Tuesday, June 15, 2010

The Thinking Punk's Eric Carmen

This is the first time I realized I loved believing all your lies.

She dreamed only in shades of blue. Or so she said.

And her dreams were always of annhilation. Personal, political, and global.

"You'll bleed shades of deep purple," she'd say. "But don't worry, we all will."

And the blinding, snarling sounds of her nightmares would carry into the mornings and frequently into the afternoons. It was hard on her friends, but we didn't say anything because we imagined it was harder for her.

Stiv Bators grew up worshipping Iggy Pop, listening to classic garage rock, and dreaming about punk rock. When his band the Dead Boys imploded, he had to do something. It would be years before the goth-synth metal/new wave band Lords of the New Church, even longer before he'd date MTV VJ Martha Quinn, and long before he'd be killed by a speeding car in Paris.

It was time for a change.

So he turned away from punk (well, as far away from punk as he could turn) and back towards the music of his youth. Then he signed to L.A.'s Bomp! Records (home of 20/20) and announced that he wanted to be the "thinking punk's Eric Carmen." Punk meets power pop.

It didn't entirely work. The songs were uneven and the sessions were chaotic. Some of the songs were downright moronic. Stiv recorded vocals for one of the songs (which was filled with sophomoric sexual innuendo like "thanks for the mammaries") while he was getting a blow job. The resulting record, Disconnected, made almost no one happy, despite a handful of amazing songs.

How did Stiv's longtime fans react to his new musical direction? They saw it as nothing less than a sign of the impending apocalypse

She summoned us in a panicky voice at 3 in the morning. Said the world was about to end. So four of her friends gathered in her room to try to talk her out of dropping out of school.

She wouldn't listen, but talked in great detail about how she hadn't slept in over a week. She thought people were following her and insisted she could hear hidden messages in high-pitched sounds (that none of us could hear). Nuclear war was imminent.

"Maybe you just need to relax," someone said. "Things always look better after you get some sleep."

"That's what you said to me in my dream last night," she said. "Then you killed me."

We stopped for a minute, trying to figure out what to do.

Then someone said "you dreamed that last night?" She nodded. "But you said you haven't slept in over a week."

And then it unraveled. And she admitted she'd made up the whole thing. She'd been sleeping fine. She wasn't hearing high-pitched noises. She didn't really think anyone was following her.

And she didn't only dream in blue. In fact, she admitted, she rarely remembered her dreams at all.

So what was it all about? "I was lonely," she said.

"Why didn't you just tell us you were lonely and wanted to see us?"

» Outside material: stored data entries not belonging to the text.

PR #362, opened 2023-05-01
[size-hack] Remove clear account

guibescos:
I need to make to program smaller again. This is one idea.

Everytime we create a new account, we manually zero it. 
I think this is and has always been unnecessary. Being able to create non-zero accounts belonging to a given program would break solana.

### DIFF
--- a/program/rust/src/accounts.rs
+++ b/program/rust/src/accounts.rs
@@ -20,16 +20,20 @@ use {
         account_info::AccountInfo,
         program::invoke_signed,
         program_error::ProgramError,
-        program_memory::sol_memset,
         pubkey::Pubkey,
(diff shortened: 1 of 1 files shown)


program/rust/src/accounts.rs
```diff
@@ -109,7 +113,6 @@ pub trait PythAccount: Pod {
         )?;
 
         check_valid_fresh_account(account)?;
-        clear_account(account)?;
```
jayantk, line 112: maybe worth a code comment that the solana runtime guarantees that the account content is all zero here.

(feel free to do in a later pr because i know the CI takes forever here)

jayantk (approved):

PR #364, opened 2023-05-05
Add TWAP Message format

guibescos:
There's some awkwardness around whether the messages get created from PriceAccount or PriceAccoutV2 (the twap fields only exist in PriceAccountV2) but we can work on that later. Right now accounts have to be upgraded before messages start getting sent.

Key point is the `TwapMessage` struct.

### DIFF
--- a/program/rust/src/accounts/price.rs
+++ b/program/rust/src/accounts/price.rs
@@ -11,14 +11,22 @@ use {
             PC_MAX_SEND_LATENCY,
             PC_STATUS_TRADING,
         },
+        deserialize::load_checked,
         error::OracleError,
     },
     bytemuck::{
         Pod,
         Zeroable,
     },
-    solana_program::pubkey::Pubkey,
-    std::mem::size_of,
+    solana_program::{
+        account_info::AccountInfo,
+        program_error::ProgramError,
+        pubkey::Pubkey,
+    },
+    std::{
+        cell::RefMut,
+        mem::size_of,
+    },
 };
 
 #[repr(C)]
@@ -96,7 +104,7 @@ pub struct PriceAccountV2 {
     pub timestamp_:         i64,
     /// Minimum valid publisher quotes for a succesful aggregation
     pub min_pub_:           u8,
-    pub unused_1_:          i8,
+    pub message_sent_:      u8,
     pub unused_2_:          i16,
     pub unused_3_:          i32,
     /// Corresponding product account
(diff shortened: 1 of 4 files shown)


program/rust/src/accounts/price.rs
```diff
@@ -240,7 +241,7 @@ impl PriceFeedMessage {
     pub const MESSAGE_SIZE: usize = 1 + 32 + 8 + 8 + 4 + 8 + 8 + 8 + 8;
     pub const DISCRIMINATOR: u8 = 0;
 
-    pub fn from_price_account(key: &Pubkey, account: &PriceAccount) -> Self {
+    pub fn from_price_account(key: &Pubkey, account: &PriceAccountV2) -> Self {
```
guibescos, line 244: I switched the messages to be derived from PriceAccountV2, otherwise the code was getting too complicated.

program/rust/src/accounts/price.rs
```diff
@@ -302,3 +303,82 @@ impl PriceFeedMessage {
...
+#[repr(C)]
+#[derive(Debug, Copy, Clone, PartialEq)]
+pub struct TwapMessage {
+    pub id:                [u8; 32],
+    pub cumulative_price:  i128,
+    pub cumulative_conf:   u128,
+    pub num_down_slots:    u64,
+    pub exponent:          i32,
+    pub publish_time:      i64,
+    pub prev_publish_time: i64,
```
ali-bahjati, line 317: this is to make sure we get the unique one per second?

ali-bahjati (approved):
LGTM ser. I have some questions that I asked in inline comments.

program/rust/src/accounts/price.rs
guibescos: Yes

program/rust/src/accounts/price.rs
```diff
@@ -302,3 +303,82 @@ impl PriceFeedMessage {
...
+        };
+
+        Self {
+            id: key.to_bytes(),
+            cumulative_price: account.price_cumulative.price,
+            cumulative_conf: account.price_cumulative.conf,
+            num_down_slots: account.price_cumulative.num_down_slots,
+            exponent: account.exponent,
+            publish_time,
+            prev_publish_time: account.prev_timestamp_,
```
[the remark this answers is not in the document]
ali-bahjati: ok i understood why it won't be equal in the future. i think it's good to make a comment about this assumption.

ali-bahjati (approved):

And she stared at the wall. Smiled. And said "I didn't want to bother you guys."

The others wandered off. Grumbling. More disgusted than angry.

Two of the people who came over that night never spoke to her again. Too much trouble, they said. Looking back, they may have been right.


asiangrrl said...

Man, you got my hopes up because I guiltily love Eric Carmen. I have never heard of Stiv Bators, and I'm digging I Had Too Much to Dream (I would). I don't think he sounds much like Eric Carmen, but I still like him (Stiv). I also am fascinated by your story of the girl who told the lies. You have a powerful narrative voice.

Holly A Hughes said...

Well, I have to say I still prefer the Electric Prunes' version. But I loved your story. I had a friend in college who'd go off on similar lying jags -- weaving detailed stories about how she'd gone to Woodstock, for example, or the day she met John Lennon. Her stories were so good, we almost wanted them to be true.

thingy said...

"You have a powerful narrative voice."

You absolutely do.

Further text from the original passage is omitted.